I'd like to extract weight values from strings with the unit and the time of measurement using tidyverse.
My dataset is like as below:
df <- tibble(ID = c("A","B","C"),
Weight = c("45kg^20221120", "51.5kg^20221015", "66.05kg^20221020"))
------
A tibble: 3 × 2
ID Weight
<chr> <chr>
1 A 45kg^20221120
2 B 11.5kg^20221015
3 C 66.05kg^20221020
I use stringr in the tidyverse package with regular expressions.
library(tidyverse)
df %>%
mutate(Weight = as.numeric(str_extract(Measurement, "(\\d \\.\\d )|(\\d )(?=kg)")))
----------
A tibble: 3 × 3
ID Measurement Weight
<chr> <chr> <dbl>
1 A 45kg^20221120 45
2 B 11.5kg^20221015 11.5
3 C 66.05kg^20221020 66.0
The second decimal place of C (.05) doesn't extracted. What's wrong with my code? Any answers or comments are welcome.
Thanks.
CodePudding user response:
Yes, it was extracted, however tibble is rounding it for 66.0 for easy display.
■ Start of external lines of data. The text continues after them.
PR #289, opened 2023-07-24
SDKS-2617 Revoke old access token upon force refresh

witrisna:
# JIRA Ticket

https://bugster.forgerock.org/jira/browse/SDKS-2617

# Description

Revoke old access token upon force refresh

### DIFF
--- a/forgerock-auth/src/main/java/org/forgerock/android/auth/DefaultTokenManager.java
+++ b/forgerock-auth/src/main/java/org/forgerock/android/auth/DefaultTokenManager.java
@@ -164,6 +164,10 @@ class DefaultTokenManager implements TokenManager {
             Listener.onException(listener, new AuthenticationRequiredException("Refresh Token does not exists."));
             return;
         }
+        //If the access token is not expired yet, revoke it
+        if (!accessToken.isExpired()) {
+            oAuth2Client.revoke(accessToken, false, null);
+        }
         Logger.debug(TAG, "Exchange AccessToken with Refresh Token");
         oAuth2Client.refresh(accessToken.getSessionToken(), refreshToken, new FRListener<AccessToken>() {
             @Override
--- a/forgerock-auth/src/main/java/org/forgerock/android/auth/OAuth2Client.java
+++ b/forgerock-auth/src/main/java/org/forgerock/android/auth/OAuth2Client.java
@@ -1,5 +1,5 @@
 /*
- * Copyright (c) 2019 - 2022 ForgeRock. All rights reserved.
+ * Copyright (c) 2019 - 2023 ForgeRock. All rights reserved.
  *
  * This software may be modified and distributed under the terms
  * of the MIT license. See the LICENSE file for details.
@@ -212,12 +212,25 @@ public class OAuth2Client {
      * @param listener    Listener to listen for revoke event
      */
     public void revoke(@NonNull AccessToken accessToken, final FRListener<Void> listener) {
+        revoke(accessToken, true, listener);
+    }
+
+    /**
+     * Revoke the AccessToken, to revoke the access token, first look for refresh token to revoke, if
+     * not provided or useRefreshToken = false, will revoke with the access token.
+     *
+     * @param accessToken The AccessToken to be revoked
+     * @param useRefreshToken If true, revoke with refresh token, otherwise revoke access token
+     * @param listener    Listener to listen for revoke event
+     */
+    public void revoke(@NonNull AccessToken accessToken, boolean useRefreshToken, final FRListener<Void> listener) {
         Logger.debug(TAG, "Revoking Access Token & Refresh Token");
         final OAuth2ResponseHandler handler = new OAuth2ResponseHandler();
         try {
             FormBody.Builder builder = new FormBody.Builder();
 
-            String token = accessToken.getRefreshToken() == null ? accessToken.getValue() : accessToken.getRefreshToken();
+            String token = accessToken.getRefreshToken() == null || !useRefreshToken
+                    ? accessToken.getValue() : accessToken.getRefreshToken();
 
             RequestBody body = builder
                     .add(OAuth2.CLIENT_ID, clientId)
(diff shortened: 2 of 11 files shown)


forgerock-auth/src/main/java/org/forgerock/android/auth/DefaultTokenManager.java
```diff
@@ -164,6 +164,10 @@ public void refresh(@NonNull AccessToken accessToken, final FRListener<AccessTok
             Listener.onException(listener, new AuthenticationRequiredException("Refresh Token does not exists."));
             return;
         }
+        //If the access token is not expired yet, revoke it
+        if (!accessToken.isExpired()) {
```
jeyanthanperiyasamy, line 168: is this check required ?  what happens when you try to revoke the expired token .  i had a android device in the past which my system time is always wrong due to calendar issues. so will there be a situation like server token is not expired and the client is expired with wrong calendar . its a edge case .

jeyanthanperiyasamy (commented):
looks good , just a minor comment

jeyanthanperiyasamy (dismissed):

forgerock-auth/src/main/java/org/forgerock/android/auth/DefaultTokenManager.java
witrisna: Server returns the token "Expire In" which is the duration for the token, but not the exact time when the token will expired, client-side keep track of when the token expires, however, if the user change device time after receiving the token, the edge case scenario may happen. 

I put the logic to revoke the access token within the defined threshold, and avoid making additional network calls with the expired token. For e.g, if the access token has 30 min lifetime, and user set 10mins threshold, the access token still valid for 10mins.

forgerock-auth/src/main/java/org/forgerock/android/auth/OAuth2Client.java
```diff
@@ -211,13 +211,14 @@ public void onResponse(@NotNull Call call, @NotNull Response response) {
      * @param accessToken The AccessToken to be revoked
      * @param listener    Listener to listen for revoke event
      */
-    public void revoke(@NonNull AccessToken accessToken, final FRListener<Void> listener) {
```
rodrigoareis, line 214: Update copyright

forgerock-auth/src/main/java/org/forgerock/android/auth/OAuth2Client.java
```diff
@@ -211,13 +211,14 @@ public void onResponse(@NotNull Call call, @NotNull Response response) {
...
+    public void revoke(@NonNull AccessToken accessToken, boolean useRefreshToken, final FRListener<Void> listener) {
```
rodrigoareis, line 214: Update javadoc to include new `useRefreshToken` parameter. Does the new parameter introduces a break change?

forgerock-auth/src/main/java/org/forgerock/android/auth/SessionManager.java
```diff
@@ -44,8 +45,17 @@ public SessionManager(TokenManager tokenManager, SingleSignOnManager singleSignO
     }
 
     @WorkerThread
-    public void refresh(AccessToken accessToken, FRListener<AccessToken> listener) throws AuthenticationRequiredException {
-        tokenManager.refresh(accessToken, listener);
+    public void refresh(FRListener<AccessToken> listener) {
```
rodrigoareis, line 48: Should we include javadoc here? I see more missing javadocs for other methods in this class

forgerock-auth/src/test/java/org/forgerock/android/auth/DefaultTokenManagerTest.kt
```diff
@@ -266,6 +266,7 @@ class DefaultTokenManagerTest : BaseTest() {
     @Test
     @Throws(Throwable::class)
     fun testTokenRefreshWithThreshold() {
+        server.enqueue(MockResponse().setResponseCode(HttpURLConnection.HTTP_OK))
```
rodrigoareis, line 269: Update copyright

rodrigoareis (changes requested):
Overall changes looks good to me. Minor comments to be reviewed

forgerock-auth/src/main/java/org/forgerock/android/auth/SessionManager.java
witrisna: Javadoc added.

forgerock-auth/src/test/java/org/forgerock/android/auth/DefaultTokenManagerTest.kt
witrisna: Updated

forgerock-auth/src/main/java/org/forgerock/android/auth/TokenManager.java
```diff
@@ -50,9 +50,8 @@ public interface TokenManager {
      *
      * @param accessToken AccessToken
      * @param listener    Listener to listen for refresh event.
-     * @throws AuthenticationRequiredException When failed to Refresh the {@link AccessToken}
      */
-    void refresh(AccessToken accessToken, FRListener<AccessToken> listener) throws AuthenticationRequiredException;
+    void refresh(AccessToken accessToken, FRListener<AccessToken> listener);
```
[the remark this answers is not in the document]
witrisna: Updated

forgerock-auth/src/main/java/org/forgerock/android/auth/OAuth2Client.java
witrisna: Javadoc added

forgerock-auth/src/main/java/org/forgerock/android/auth/OAuth2Client.java
witrisna: Updated

rodrigoareis (approved):
Changes looks good to me

spetrov (approved):
Looks good! 👍🏻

You can see it if you transform it in data.frame
or if you View
it
Solution
CodePudding user response:
You could try to pull all the data out of the string at once with extract
:
library(tidyverse)
df <- tibble(ID = c("A","B","C"),
Weight = c("45kg^20221120", "51.5kg^20221015", "66.05kg^20221020"))
df |>
extract(col = Weight,
into = c("weight", "unit", "date"),
regex = "(.*)(kg)\\^(.*$)",
remove = TRUE,
convert = TRUE) |>
mutate(date = lubridate::ymd(date))
#> # A tibble: 3 x 4
#> ID weight unit date
#> <chr> <dbl> <chr> <date>
#> 1 A 45 kg 2022-11-20
#> 2 B 51.5 kg 2022-10-15
#> 3 C 66.0 kg 2022-10-20
Note that, as stated in the comments, the .05 is just not printing, but is present in the data.